# my new boxbike



## chairthruster (Dec 17, 2004)

arriving in a day or two just about fully assembled on a freight pallet 

2011 JoeBike Box Bike with all of the fixings... custom extra wide box, BB7 disc up front, Nuvinci N360 rear hub with Shimano IB80 roller brake, etc. 

I can't wait to take it for a spin this weekend to the farmers market and back with 80 lbs of kids in the front and panniers loaded with groceries. Won't even come close to its cargo + rider capacity rating of 400 lbs!

Folks at Joe Bike in portland have been exceptional to deal with. Truly a white glove experience thus far. Knock on wood everything arrives A-OK. I will post an update following some ride time.


----------



## Agent Koala (Feb 17, 2011)

Sounds good !
Have fun with it !


----------



## kdc1956 (Feb 5, 2010)

Well how does it ride?I like the look of it they make some pretty good bikes maybe a little odd looking for some but I think they are cool.You can take off the box and haul a lot of heavy stuff with it as I have seen a few videos on this bike.Update as you can.


----------



## deepat (Sep 9, 2011)

Enjoy!


----------



## chairthruster (Dec 17, 2004)

kdc1956 said:


> Well how does it ride?I like the look of it they make some pretty good bikes maybe a little odd looking for some but I think they are cool.You can take off the box and haul a lot of heavy stuff with it as I have seen a few videos on this bike.Update as you can.

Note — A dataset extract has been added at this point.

PR #94, opened 2017-06-07
Inputs.Etw : Keep the original TraceEvent Timestamp

CITnDev:


karolz-ms:
@CITnDev  ETW package 1.1.2 has been published. Thanks again!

I'm amazed at how well it does ride. The nuvinci internal hub is very smooth, and offers a wide range of gearing. I live in the midst of some steep hills and am able to barely clear them when loaded with two kids and a week's worth of farmer's market shopping. The bike itself is very easy to handle, steer. Amazingly so actually, considering how much weight being shlepped. And I agree - odd looking for sure! Every time I am out with it, I get a few people asking questions, honking etc. I just received my custom fab rain canopy in the mail last night and look forward to trying that out as well, now that we are finally getting some rain here. Kids sure like the boxbike as well! Here's a pic of them geared up ready for a ride, and a phone pic while rolling thru the hood, with our third 'kid' trotting along side.


----------



## Roosters (May 3, 2011)

Cool, I'm interested in a pic of it with the rain protection. 
I bet you get green points from the farmer's market people.


----------



## kdc1956 (Feb 5, 2010)

Yep the kids sure look happy.That bike is so cool looking.I'm like Roosters I want to see a pic with the rain protection on it too.Happy riding...


----------



## BeastRider (Oct 20, 2011)

Looks like a fun ride!!!!! And the kids appear to be having a great time as well. I love the ""Hurry up and take the picture"" look too!!!!!


----------



## chairthruster (Dec 17, 2004)

*with the rain canopy*

sorry for the delay, thanks for the continued interest! Here's a pic with the custom rain canopy (stitched up by Blaq designs in Portland). Works pretty slick. Not as elegant as some designs which can be collapsed and stored while riding, but as long as you make the call to use it or not when you head out, you are good, and it does the job. Boys love the hi visibility. I'll let you try to guess when the photo was taken


----------



## BeastRider (Oct 20, 2011)

GREAT setup!!!!! If I had kids I would certainly be considering a similar setup...

And...let me guess.....HALLOWEEN?????.....


----------



## S4RINGS (Mar 25, 2011)

sweet


----------



## obkook (Feb 21, 2012)

Really nice! I need to find somewhere I can test ride these...


----------



## YouAin'tGotJack (Jan 23, 2012)

LOVE IT! Congrats!


----------



## Grk224 (Mar 25, 2012)

haha, That's awesome! I love the wood


----------



## PretendGentleman (May 24, 2011)

that's awesome, i wish there was a gigantic version that i could ride around in and have a giant person pedal for me! if only i were a rich man...


----------



## chairthruster (Dec 17, 2004)

^^^^ I'm pretty sure the bench seat can hold one adult and a collection of beverages.... not that I've personally tried that.


----------



## PretendGentleman (May 24, 2011)

chairthruster said:


> ^^^^ I'm pretty sure the bench seat can hold one adult and a collection of beverages.... not that I've personally tried that.


ah, so hire a bartender for your next tweed ride, and bring him along to keep you properly "hydrated"


----------